━━━━━ Exercise data

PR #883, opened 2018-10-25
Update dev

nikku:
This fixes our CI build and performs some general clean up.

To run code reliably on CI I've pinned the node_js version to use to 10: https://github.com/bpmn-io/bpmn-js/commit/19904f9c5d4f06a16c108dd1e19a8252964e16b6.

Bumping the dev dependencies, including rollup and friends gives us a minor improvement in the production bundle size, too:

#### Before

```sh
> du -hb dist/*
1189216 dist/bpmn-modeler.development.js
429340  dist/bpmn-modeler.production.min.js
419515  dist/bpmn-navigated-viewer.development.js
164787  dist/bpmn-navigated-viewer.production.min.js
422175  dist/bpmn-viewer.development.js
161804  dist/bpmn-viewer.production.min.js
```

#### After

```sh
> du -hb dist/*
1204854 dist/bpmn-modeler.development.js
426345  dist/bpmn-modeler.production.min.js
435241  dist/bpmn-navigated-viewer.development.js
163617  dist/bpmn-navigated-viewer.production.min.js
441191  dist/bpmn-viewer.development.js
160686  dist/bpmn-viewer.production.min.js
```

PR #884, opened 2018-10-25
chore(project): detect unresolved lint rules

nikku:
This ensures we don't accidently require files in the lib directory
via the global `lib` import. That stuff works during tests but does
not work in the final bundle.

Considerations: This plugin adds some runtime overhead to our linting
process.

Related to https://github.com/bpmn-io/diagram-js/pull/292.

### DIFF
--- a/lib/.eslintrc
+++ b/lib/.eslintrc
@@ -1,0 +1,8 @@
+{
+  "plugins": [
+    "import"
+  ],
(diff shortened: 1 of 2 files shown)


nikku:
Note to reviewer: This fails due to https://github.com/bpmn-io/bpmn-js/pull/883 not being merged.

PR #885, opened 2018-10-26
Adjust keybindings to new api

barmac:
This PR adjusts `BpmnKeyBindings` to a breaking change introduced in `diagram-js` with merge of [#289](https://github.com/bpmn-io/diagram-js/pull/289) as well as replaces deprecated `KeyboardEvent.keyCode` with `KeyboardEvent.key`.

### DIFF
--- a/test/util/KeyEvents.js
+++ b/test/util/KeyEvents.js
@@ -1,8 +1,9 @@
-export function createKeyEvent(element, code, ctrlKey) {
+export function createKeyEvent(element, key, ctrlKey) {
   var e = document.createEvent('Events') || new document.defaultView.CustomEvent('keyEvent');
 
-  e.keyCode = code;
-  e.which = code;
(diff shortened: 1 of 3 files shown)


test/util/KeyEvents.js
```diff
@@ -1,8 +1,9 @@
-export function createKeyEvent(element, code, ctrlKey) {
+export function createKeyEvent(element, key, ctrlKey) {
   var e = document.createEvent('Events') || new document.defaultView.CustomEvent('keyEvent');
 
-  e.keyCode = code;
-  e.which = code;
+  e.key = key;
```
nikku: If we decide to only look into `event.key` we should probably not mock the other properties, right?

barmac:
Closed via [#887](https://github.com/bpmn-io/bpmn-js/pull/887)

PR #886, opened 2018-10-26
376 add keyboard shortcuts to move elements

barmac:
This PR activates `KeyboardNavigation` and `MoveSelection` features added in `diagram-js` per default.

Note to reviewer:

━━━━━━━━━━
━━━━━ Exercise data

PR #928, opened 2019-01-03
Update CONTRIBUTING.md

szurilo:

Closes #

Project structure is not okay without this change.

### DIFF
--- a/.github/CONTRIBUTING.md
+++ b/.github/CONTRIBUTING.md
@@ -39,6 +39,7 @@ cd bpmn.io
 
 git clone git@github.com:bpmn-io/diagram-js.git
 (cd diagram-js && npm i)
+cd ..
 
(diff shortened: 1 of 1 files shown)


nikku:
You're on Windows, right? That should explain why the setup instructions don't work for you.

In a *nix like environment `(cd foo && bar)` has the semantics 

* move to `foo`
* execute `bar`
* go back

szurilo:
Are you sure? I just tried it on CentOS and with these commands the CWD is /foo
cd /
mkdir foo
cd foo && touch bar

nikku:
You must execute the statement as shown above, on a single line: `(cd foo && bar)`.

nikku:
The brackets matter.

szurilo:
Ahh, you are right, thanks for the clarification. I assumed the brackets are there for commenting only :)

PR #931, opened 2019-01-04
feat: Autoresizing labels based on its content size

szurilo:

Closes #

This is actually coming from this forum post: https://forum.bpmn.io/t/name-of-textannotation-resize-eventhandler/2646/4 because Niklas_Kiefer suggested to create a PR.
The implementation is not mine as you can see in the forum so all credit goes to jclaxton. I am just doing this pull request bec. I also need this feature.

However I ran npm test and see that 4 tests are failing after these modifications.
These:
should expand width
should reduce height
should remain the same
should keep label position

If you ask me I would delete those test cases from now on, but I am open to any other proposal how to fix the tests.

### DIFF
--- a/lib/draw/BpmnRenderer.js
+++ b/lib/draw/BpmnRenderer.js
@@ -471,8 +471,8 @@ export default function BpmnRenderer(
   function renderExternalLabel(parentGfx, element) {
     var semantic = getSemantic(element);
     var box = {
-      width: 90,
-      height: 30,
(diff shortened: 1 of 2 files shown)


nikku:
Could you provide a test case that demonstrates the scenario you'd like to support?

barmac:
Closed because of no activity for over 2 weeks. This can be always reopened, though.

━━━━━━━━━━

• **Work to complete**
Looking at the entries above, can you reproduce exactly the lines from the one that holds "--- a/.github/CONTRIBUTING.md" through the one that holds "You're on Windows, right?", and only those?

• **Answer area**
--- a/.github/CONTRIBUTING.md
+++ b/.github/CONTRIBUTING.md
@@ -39,6 +39,7 @@ cd bpmn.io
 
 git clone git@github.com:bpmn-io/diagram-js.git
 (cd diagram-js && npm i)
+cd ..
 
(diff shortened: 1 of 1 files shown)


nikku:
You're on Windows, right? That should explain why the setup instructions don't work for you.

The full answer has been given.